Ministering under these circumstances isn’t much easier. “Helping people cope is challenging. Whether they’re on the end of giving or receiving relief, or at one end of the faith spectrum or the other, they struggle to reconcile what’s happened with God’s movement in the world,” he said.
And that’s where the Book of Job comes in. Right after the storms, when it was safe to go out and tour the devastation, Lacey encountered a lone woman who stood out among others. She had lost her home and was wandering without food, shelter or any idea of what to do next. She talked, he listened. Then, he offered her the comfort of Job.
Within a couple of days of their conversation, he saw her again and she’d had three square meals. A few days after that, a total stranger had offered her a place to live. The last time Lacey saw her, she was filling out her Federal Emergency Management Agency paperwork.
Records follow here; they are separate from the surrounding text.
PR #15224, opened 2026-08-25
🧠 fix: Correct Memory Token Accounting

### LINKED ISSUE #15217: [Bug]: Memory tokenLimit double-counts an existing key on rewrite, permanently locking users out of updating their largest memory
## What happened

`set_memory` is an upsert — writing a key that already exists **replaces** its value. But the
token-limit check in `createMemoryTool` adds the new value's tokens on top of a total that still
includes the old value of the same key. Once a user's `total + size-of-largest-entry` exceeds
`memory.tokenLimit`, every attempt to update that entry fails with `would_exceed` and the UI shows
a red **Memory Error** badge.

It never self-heals: the failing write is the only operation that would have changed that entry's
size, so the user is permanently unable to update their largest memory. The larger the entry, the
sooner it happens.

## Where

`packages/api/src/agents/memory.ts:193` (on `6d499ba3c`):

```ts
const baseTotalTokens = currentTotalTokens - (writtenTokensByKey.get(key) ?? 0);
```

`writtenTokensByKey` is populated only at line 250, *after a successful write within the same tool
instance*. It is created fresh per `createMemoryTool` call, so on the first rewrite of a
pre-existing key in a request it is empty and the stored copy is never subtracted.

`currentTotalTokens` is seeded from `getFormattedMemories(...).totalTokens`, which is the sum over
**all** the user's stored entries — including the one about to be replaced.

The existing comment at lines 146-149 shows the replacement semantics were understood; the fix just
wasn't extended to entries that already existed before the request.

## Reproduce

1. `librechat.yaml`:
   ```yaml
   memory:
     disabled: false
     validKeys: [notes]
     tokenLimit: 100
   ```
2. Have the memory agent store `notes` with a ~60-token value. Succeeds; total = 60.
3. In a **new** conversation, have it update `notes` with a different ~60-token value.

**Expected:** succeeds. The upsert replaces, so the post-write total is ~60, well under 100.

**Actual:** fails with
`{"errorType":"would_exceed","tokenCount":20,"totalTokens":120,"tokenLimit":100}` and the client
renders `com_ui_memory_error`.

Step 3 must be a new request — within a single request the second write to the same key is handled
correctly by `writtenTokensByKey`, which is why this doesn't show up in
`packages/api/src/agents/__tests__/memory.test.ts`.

## Real-world data

Self-hosted instance with `tokenLimit: 5000`. One user, stored total 2900 tokens across five keys
of which the largest was 2051, hit this twice in three minutes:

```
{"errorType":"would_exceed","tokenCount":127,"totalTokens":5127,"tokenLimit":5000}
{"errorType":"would_exceed","tokenCount":110,"totalTokens":5110,"tokenLimit":5000}
```

The agent was rewriting that same 2051-token key with a ~2215-token version. True post-write total
would have been `2900 - 2051 + 2215 = 3064` — well under the limit. Several other users on the same
instance are already in the state where `total + largest > tokenLimit`, and so cannot update their
largest key at all.

## Proposed fix

`getFormattedMemories` already loads the full entries via `getUserMemories` and reads
`memory.tokenCount` per entry (it even surfaces `[N tokens]` per memory in `withKeys`) — it just
discards the per-key breakdown. Return it:

```ts
// packages/data-schemas/src/methods/memory.ts — getFormattedMemories
const tokensByKey: Record<string, number> = {};
const totalTokens = sortedMemories.reduce((sum, memory) => {
  tokensByKey[memory.key] = memory.tokenCount || 0;
  return sum + (memory.tokenCount || 0);
}, 0);
return { withKeys, withoutKeys, totalTokens, tokensByKey };
```

Then plumb it into `createMemoryTool` as `existingTokensByKey` and use it as the fallback:

```ts
// packages/api/src/agents/memory.ts:193
const baseTotalTokens =
  currentTotalTokens - (writtenTokensByKey.get(key) ?? existingTokensByKey?.[key] ?? 0);
```

`FormattedMemoriesResult` in `packages/data-schemas/src/types` needs the new field, and both
`createMemoryTool` call sites (`memory.ts:686` and `memory.ts:761`) need to pass it through.

## Two related things worth fixing in the same pass

1. **The agent is told the wrong remaining capacity.** `memory.ts:830` builds the memory-agent
   system prompt from the same unadjusted total:
   ```
   Current memory usage: ${currentMemoryTokens} tokens
   Remaining capacity: ${remainingTokens} tokens
   ```
   For a rewrite this understates the room available, so the agent may truncate or skip a legitimate
   update even when the hard check would have passed.

2. **The system prompt misdescribes the limit.** `memory.ts` renders
   `TOKEN LIMIT: Maximum ${tokenLimit} tokens per memory value.` — but `tokenLimit` is a total
   across all of a user's memories, not a per-value cap. `charLimit` is the per-value one.

## Operator note

Neither the `already_exceeded` nor the `would_exceed` branch logs anything. The failure is visible
only in the client badge and in the persisted attachment, so a self-hoster grepping container logs
sees nothing. A `logger.warn` on both branches would make this findable. We only diagnosed it by
querying `messages` for `attachments.memory.type: "error"`.

## Version

Reproduced on `main` @ `6d499ba3c`. Also present in `v0.8.7` and `v0.8.8-rc1` — `packages/api/src/agents/memory.ts` is unchanged in that range. Self-hosted Docker, MongoDB 8.2, Node v24.16.0.

danny-avila:
## Summary

Fixes #15217.

I corrected aggregate memory token accounting so an update to an existing key replaces its prior token contribution instead of being double-counted.

- Preserved per-key token counts while formatting memories and seeded each new memory tool with that state.
- Applied the keyed counts to inline and automatic memory processing.
- Clarified that `memory.tokenLimit` applies across all values and clamped displayed remaining capacity to zero.
- Added regressions for persisted-key rewrites, token-limit guidance, and partitioned token-count formatting.

## Change Type

## Testing

- Ran `npx jest src/agents/memory.spec.ts src/agents/__tests__/memory.test.ts --runInBand` (55 passed).
- Ran `npx jest src/methods/memory.spec.ts --runInBand` (11 passed).
- Ran Prettier, ESLint, and `git diff --check` for changed files.

## Checklist

### DIFF
--- a/packages/api/src/agents/memory.spec.ts
+++ b/packages/api/src/agents/memory.spec.ts
@@ -712,6 +712,32 @@ describe('createMemoryTool tokenLimit enforcement', () => {
     expect(setMemory).toHaveBeenCalledTimes(2);
   });
 
+  it('treats a persisted key as a replacement in a new tool instance', async () => {
+    const setMemory = jest.fn().mockResolvedValue({ ok: true });
+    /** ~100 tokens; adding this value to its previous version would exceed the
+     *  limit, while replacing it correctly remains within the limit. */
+    const value = 'word '.repeat(100).trim();
+    const firstTool = createMemoryTool({
+      userId: 'user-1',
+      setMemory,
+      tokenLimit: 150,
+    });
+
+    await firstTool.invoke({ key: 'k1', value });
+
+    const secondTool = createMemoryTool({
+      userId: 'user-1',
+      setMemory,
+      tokenLimit: 150,
+      totalTokens: 100,
+      tokenCountsByKey: new Map([['k1', 100]]),
+    });
+
+    await secondTool.invoke({ key: 'k1', value });
+
+    expect(setMemory).toHaveBeenCalledTimes(2);
+  });
+
   it('fires onWrite after a successful set, but not when the write fails', async () => {
     const onWrite = jest.fn();
     const okTool = createMemoryTool({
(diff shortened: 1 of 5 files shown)


danny-avila:
@codex review

Please review the current PR head 9f5408535afa652a72a47bbecedac9550d2fe0ad. Confirm that this exact commit is the reviewed commit and ignore findings that apply only to earlier heads.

“She told me she was beginning to see what it would be like to feel whole again,” he said.
Lacey also relies on his Candler mentor, Professor of Church and Community Luther E. Smith, Jr., whom he’s been thinking about every day since the crisis began, and at least weekly before that. “Professor Smith helped me discern what it means to be a follower of Christ. Candler has among the most thoughtful, formative faculty in seminary. I wouldn’t be in this position if it weren’t for them.”
This story is one in a series that illustrates how Candler School of Theology prepares real people to make a real difference in the real world. This piece focuses on Candler’s Real Commitment: We come together in Christian community to learn, to pray, to minister, and to serve God and the church. Read more about what makes Candler “Real.”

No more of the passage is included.